Using the listing below, return each line exactly as it reads.

+ + + +

Issue #1068, opened 2022-09-03
Our custom update_form_change() sql mutation will not update archived records by default [8]


dleard:
Describe the Bug:

@Sepehr-Sobhani and I found this issue when looking at the fix for #1040.
When the update_form_change() mutation is passed an operation as part of the patch, then it will update the operation to 'update'. When not passed 'update' as the operation, the `coalesce` in the mutation defaults back to 'archive'.
Archived records are filtered out on the front-end, thus the bug in #1040.

Simply passing 'update' or defaulting the mutation to change it to 'update' is probably not what we want either, as that means that any form_change record with a 'create' operation will automatically be changed to 'update' (this is not the behaviour of the app currently, all form_change records from the first revision have 'create' as the operation).

A workaround has been put in place for now in #1062 where we are conditionally passing either 'create' or 'update' from the front-end depending on the `is_first_revision` column on `project_revision`.

This bug is related to #1066, as if we fix the project_contact form_changes to actually archive properly, then contacts will end up having the same issue as outlined in #1040.

This is only an issue for form_change records that can be archived and updated in the same revision (ie: ones that are derived from intersection tables like project_manager and project_contact...potentially additional_funding_source as well). 

Probability (how likely the bug is to happen, scored from 1-5): 4
Effect (how bad the bug is when it does happen, scored from 1-5): 4

Steps to reproduce the behaviour:

call update_form_change() on an archived form_change record without defining an operation.
because of our `coalesce` in the mutation, the operation will not change from 'archive' to ' update'.

pbastia:
I can see the code handling the null case. Thanks @gurjmatharu !

PR #1062, opened 2022-09-02
Fix/clear existing project manager

Sepehr-Sobhani:
ZH: https://github.com/bcgov/cas-cif/issues/1040

The project manager kept coming as `ARCHIVED` so when choosing a new manager, the form change stays as `ARCHIVED` and doesn't show up in the form.

- Code updated based on the conversation with Dylan. This bug revealed another bugs ([#1066](https://app.zenhub.com/workspaces/climate-action-secretariat-60ca4121764d710011481ca2/issues/bcgov/cas-cif/1066) and [#1068](https://app.zenhub.com/workspaces/climate-action-secretariat-60ca4121764d710011481ca2/issues/bcgov/cas-cif/1068))
- We are conditionally passing operation here but there's a possibility to change this down the road.

PR #1612, opened 2023-04-19
fix: update_form_change operation field would not update from `archive` to `update`

gurjmatharu:
Fix for #1068


tmastrom (commented):
We can now remove the workaround in [1066](https://github.com/bcgov/cas-cif/pull/1062/files)

Also it could be worthwhile to write a test confirming form_change record with a 'create' operation will NOT automatically be changed to 'update'

schema/test/unit/util_functions/import_swrs_operators_test.sql
```diff
@@ -51,7 +51,7 @@ select results_eq(
       (new_form_data->'swrsOrganisationId')::int,
       operation::text,
       change_status::text
-    from cif.form_change where form_data_table_name='operator'
+    from cif.form_change where form_data_table_name='operator' order by id
```
BCerki, line 54: I wonder why the changes affected this test

schema/deploy/mutations/update_form_change.sql
```diff
@@ -9,8 +9,10 @@ $$
 
   update cif.form_change set
     new_form_data = coalesce(form_change_patch.new_form_data, new_form_data),
-    operation = coalesce(form_change_patch.operation, operation),
-    validation_errors = coalesce(form_change_patch.validation_errors, validation_errors),
+    operation = case
+      when form_change_patch.operation is null and operation = 'archive' then 'update'
+      else coalesce(form_change_patch.operation, operation)
+    end,    validation_errors = coalesce(form_change_patch.validation_errors, validation_errors),
```
BCerki, line 15: I don't totally understand what the card is asking for, so I'm not sure if this change covers everything. In this sentence:
> When the update_form_change() mutation is passed an operation as part of the patch, then it will update the operation to 'update'. When not passed 'update' as the operation, the coalesce in the mutation defaults back to 'archive'.

Is that saying that regardless of what operation `update_form_change` receives, it will always default to "update"? In which case I think that needs addressing?

schema/test/unit/util_functions/import_swrs_operators_test.sql
gurjmatharu: > If sorting is not chosen, the rows will be returned in an unspecified order. The actual order in that case will depend on the scan and join plan types and the order on disk, but it must not be relied on. A particular output ordering can only be guaranteed if the sort step is explicitly chosen.

Not sure what exactly happened but it's something we can't rely on, best practice should be to include an `order by` clause.

schema/deploy/mutations/update_form_change.sql
gurjmatharu: My understanding is that quote is describing current behaviour.  Passing in `UPDATE` or `undefined`/`null` provide different results.

The expected behaviour is that regardless of explicitly stating we want an `UPDATE` or passing in nothing we should get the same result, which is an `UPDATE`.

This is due to the `coalesce` where the first parameter will be `NULL` and second will be `ARCHIVE` so we need to conditionally check for this unique case.

app/components/Form/ProjectManagerFormGroup.tsx
```diff
@@ -137,8 +136,7 @@ const ProjectManagerFormGroup: React.FC<Props> = (props) => {
           rowId,
           formChangePatch: {
             newFormData,
-            // a temporary fix to make sure the form change operation is set correctly
-            operation: projectRevision.isFirstRevision ? "CREATE" : "UPDATE",
+            operation: undefined,
```
dleard, line 139: we can remove this operation line now

app/components/Form/ProjectManagerFormGroup.tsx
```diff
@@ -148,7 +146,7 @@ const ProjectManagerFormGroup: React.FC<Props> = (props) => {
             id: formChangeId,
             changeStatus: "pending",
             newFormData,
-            operation: projectRevision.isFirstRevision ? "CREATE" : "UPDATE",
+            operation: undefined,
```
dleard, line 149: same here, this operation line can be removed

dleard (changes requested):
Looks great! 
I tested it and the mutation is properly assigning update to archived records when appropriate.
Just a couple unnecessary lines to clean up and then should be good to go

dleard (approved):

+ + + +

- **TASK RESULT**:
Issue #1068, opened 2022-09-03
Our custom update_form_change() sql mutation will not update archived records by default [8]


dleard:
Describe the Bug:

@Sepehr-Sobhani and I found this issue when looking at the fix for #1040.
When the update_form_change() mutation is passed an operation as part of the patch, then it will update the operation to 'update'. When not passed 'update' as the operation, the `coalesce` in the mutation defaults back to 'archive'.
Archived records are filtered out on the front-end, thus the bug in #1040.

Simply passing 'update' or defaulting the mutation to change it to 'update' is probably not what we want either, as that means that any form_change record with a 'create' operation will automatically be changed to 'update' (this is not the behaviour of the app currently, all form_change records from the first revision have 'create' as the operation).

A workaround has been put in place for now in #1062 where we are conditionally passing either 'create' or 'update' from the front-end depending on the `is_first_revision` column on `project_revision`.

This bug is related to #1066, as if we fix the project_contact form_changes to actually archive properly, then contacts will end up having the same issue as outlined in #1040.

This is only an issue for form_change records that can be archived and updated in the same revision (ie: ones that are derived from intersection tables like project_manager and project_contact...potentially additional_funding_source as well). 

Probability (how likely the bug is to happen, scored from 1-5): 4
Effect (how bad the bug is when it does happen, scored from 1-5): 4

Steps to reproduce the behaviour:

call update_form_change() on an archived form_change record without defining an operation.
because of our `coalesce` in the mutation, the operation will not change from 'archive' to ' update'.

pbastia:
I can see the code handling the null case. Thanks @gurjmatharu !

PR #1062, opened 2022-09-02
Fix/clear existing project manager

Sepehr-Sobhani:
ZH: https://github.com/bcgov/cas-cif/issues/1040

The project manager kept coming as `ARCHIVED` so when choosing a new manager, the form change stays as `ARCHIVED` and doesn't show up in the form.

- Code updated based on the conversation with Dylan. This bug revealed another bugs ([#1066](https://app.zenhub.com/workspaces/climate-action-secretariat-60ca4121764d710011481ca2/issues/bcgov/cas-cif/1066) and [#1068](https://app.zenhub.com/workspaces/climate-action-secretariat-60ca4121764d710011481ca2/issues/bcgov/cas-cif/1068))
- We are conditionally passing operation here but there's a possibility to change this down the road.

PR #1612, opened 2023-04-19
fix: update_form_change operation field would not update from `archive` to `update`

gurjmatharu:
Fix for #1068


tmastrom (commented):
We can now remove the workaround in [1066](https://github.com/bcgov/cas-cif/pull/1062/files)

Also it could be worthwhile to write a test confirming form_change record with a 'create' operation will NOT automatically be changed to 'update'

schema/test/unit/util_functions/import_swrs_operators_test.sql
```diff
@@ -51,7 +51,7 @@ select results_eq(
       (new_form_data->'swrsOrganisationId')::int,
       operation::text,
       change_status::text
-    from cif.form_change where form_data_table_name='operator'
+    from cif.form_change where form_data_table_name='operator' order by id
```
BCerki, line 54: I wonder why the changes affected this test

schema/deploy/mutations/update_form_change.sql
```diff
@@ -9,8 +9,10 @@ $$
 
   update cif.form_change set
     new_form_data = coalesce(form_change_patch.new_form_data, new_form_data),
-    operation = coalesce(form_change_patch.operation, operation),
-    validation_errors = coalesce(form_change_patch.validation_errors, validation_errors),
+    operation = case
+      when form_change_patch.operation is null and operation = 'archive' then 'update'
+      else coalesce(form_change_patch.operation, operation)
+    end,    validation_errors = coalesce(form_change_patch.validation_errors, validation_errors),
```
BCerki, line 15: I don't totally understand what the card is asking for, so I'm not sure if this change covers everything. In this sentence:
> When the update_form_change() mutation is passed an operation as part of the patch, then it will update the operation to 'update'. When not passed 'update' as the operation, the coalesce in the mutation defaults back to 'archive'.

Is that saying that regardless of what operation `update_form_change` receives, it will always default to "update"? In which case I think that needs addressing?

schema/test/unit/util_functions/import_swrs_operators_test.sql
gurjmatharu: > If sorting is not chosen, the rows will be returned in an unspecified order. The actual order in that case will depend on the scan and join plan types and the order on disk, but it must not be relied on. A particular output ordering can only be guaranteed if the sort step is explicitly chosen.

Not sure what exactly happened but it's something we can't rely on, best practice should be to include an `order by` clause.

schema/deploy/mutations/update_form_change.sql
gurjmatharu: My understanding is that quote is describing current behaviour.  Passing in `UPDATE` or `undefined`/`null` provide different results.

The expected behaviour is that regardless of explicitly stating we want an `UPDATE` or passing in nothing we should get the same result, which is an `UPDATE`.

This is due to the `coalesce` where the first parameter will be `NULL` and second will be `ARCHIVE` so we need to conditionally check for this unique case.

app/components/Form/ProjectManagerFormGroup.tsx
```diff
@@ -137,8 +136,7 @@ const ProjectManagerFormGroup: React.FC<Props> = (props) => {
           rowId,
           formChangePatch: {
             newFormData,
-            // a temporary fix to make sure the form change operation is set correctly
-            operation: projectRevision.isFirstRevision ? "CREATE" : "UPDATE",
+            operation: undefined,
```
dleard, line 139: we can remove this operation line now

app/components/Form/ProjectManagerFormGroup.tsx
```diff
@@ -148,7 +146,7 @@ const ProjectManagerFormGroup: React.FC<Props> = (props) => {
             id: formChangeId,
             changeStatus: "pending",
             newFormData,
-            operation: projectRevision.isFirstRevision ? "CREATE" : "UPDATE",
+            operation: undefined,
```
dleard, line 149: same here, this operation line can be removed

dleard (changes requested):
Looks great! 
I tested it and the mutation is properly assigning update to archived records when appropriate.
Just a couple unnecessary lines to clean up and then should be good to go

dleard (approved):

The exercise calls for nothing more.